### Task details
Copy out every line of the data where the word "issues" is found.
################
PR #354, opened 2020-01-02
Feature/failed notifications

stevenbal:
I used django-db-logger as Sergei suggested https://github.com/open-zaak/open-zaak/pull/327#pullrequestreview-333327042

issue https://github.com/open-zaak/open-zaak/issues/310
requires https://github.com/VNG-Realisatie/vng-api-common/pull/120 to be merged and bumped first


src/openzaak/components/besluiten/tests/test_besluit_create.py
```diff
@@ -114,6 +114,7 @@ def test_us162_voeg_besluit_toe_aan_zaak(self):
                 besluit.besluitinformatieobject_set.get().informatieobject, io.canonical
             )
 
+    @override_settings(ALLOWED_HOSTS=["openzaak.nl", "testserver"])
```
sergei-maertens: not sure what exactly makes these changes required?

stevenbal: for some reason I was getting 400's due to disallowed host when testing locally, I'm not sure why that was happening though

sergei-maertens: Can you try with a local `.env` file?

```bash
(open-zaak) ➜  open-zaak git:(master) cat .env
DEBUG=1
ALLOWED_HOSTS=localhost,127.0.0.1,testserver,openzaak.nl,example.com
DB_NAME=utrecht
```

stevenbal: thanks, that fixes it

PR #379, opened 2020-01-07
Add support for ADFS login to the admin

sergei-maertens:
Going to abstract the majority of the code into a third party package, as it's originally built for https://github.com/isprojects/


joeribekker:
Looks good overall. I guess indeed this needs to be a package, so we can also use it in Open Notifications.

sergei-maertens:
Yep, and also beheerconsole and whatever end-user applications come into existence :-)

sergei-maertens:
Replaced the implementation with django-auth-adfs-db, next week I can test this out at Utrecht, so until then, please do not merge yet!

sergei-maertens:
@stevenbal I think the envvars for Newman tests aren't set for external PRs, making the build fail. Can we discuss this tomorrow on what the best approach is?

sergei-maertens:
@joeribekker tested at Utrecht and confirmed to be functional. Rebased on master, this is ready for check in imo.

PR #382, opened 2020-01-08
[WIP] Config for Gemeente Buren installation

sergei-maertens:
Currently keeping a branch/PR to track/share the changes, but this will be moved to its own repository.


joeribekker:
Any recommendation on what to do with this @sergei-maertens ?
################
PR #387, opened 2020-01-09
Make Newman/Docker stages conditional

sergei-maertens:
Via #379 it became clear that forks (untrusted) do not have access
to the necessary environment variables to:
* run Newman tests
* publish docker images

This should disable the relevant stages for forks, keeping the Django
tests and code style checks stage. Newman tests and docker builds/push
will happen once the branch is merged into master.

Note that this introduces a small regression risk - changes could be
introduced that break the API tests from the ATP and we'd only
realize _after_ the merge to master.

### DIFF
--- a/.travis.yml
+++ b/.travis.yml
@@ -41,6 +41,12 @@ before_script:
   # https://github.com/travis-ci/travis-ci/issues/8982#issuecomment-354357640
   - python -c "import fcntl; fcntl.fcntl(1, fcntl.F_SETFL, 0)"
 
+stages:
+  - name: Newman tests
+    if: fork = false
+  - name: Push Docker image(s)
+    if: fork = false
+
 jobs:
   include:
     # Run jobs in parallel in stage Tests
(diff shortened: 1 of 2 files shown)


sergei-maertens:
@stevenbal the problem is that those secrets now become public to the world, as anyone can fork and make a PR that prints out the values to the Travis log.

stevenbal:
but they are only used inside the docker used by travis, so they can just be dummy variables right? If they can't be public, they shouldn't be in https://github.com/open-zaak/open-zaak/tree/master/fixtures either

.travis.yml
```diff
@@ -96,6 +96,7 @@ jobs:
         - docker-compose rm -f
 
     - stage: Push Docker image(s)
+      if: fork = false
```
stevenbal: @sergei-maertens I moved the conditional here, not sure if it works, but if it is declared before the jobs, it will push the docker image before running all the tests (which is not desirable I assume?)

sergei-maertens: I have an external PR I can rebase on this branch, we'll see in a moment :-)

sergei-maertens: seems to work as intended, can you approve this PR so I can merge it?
################
### Answer space
issue https://github.com/open-zaak/open-zaak/issues/310
   # https://github.com/travis-ci/travis-ci/issues/8982#issuecomment-354357640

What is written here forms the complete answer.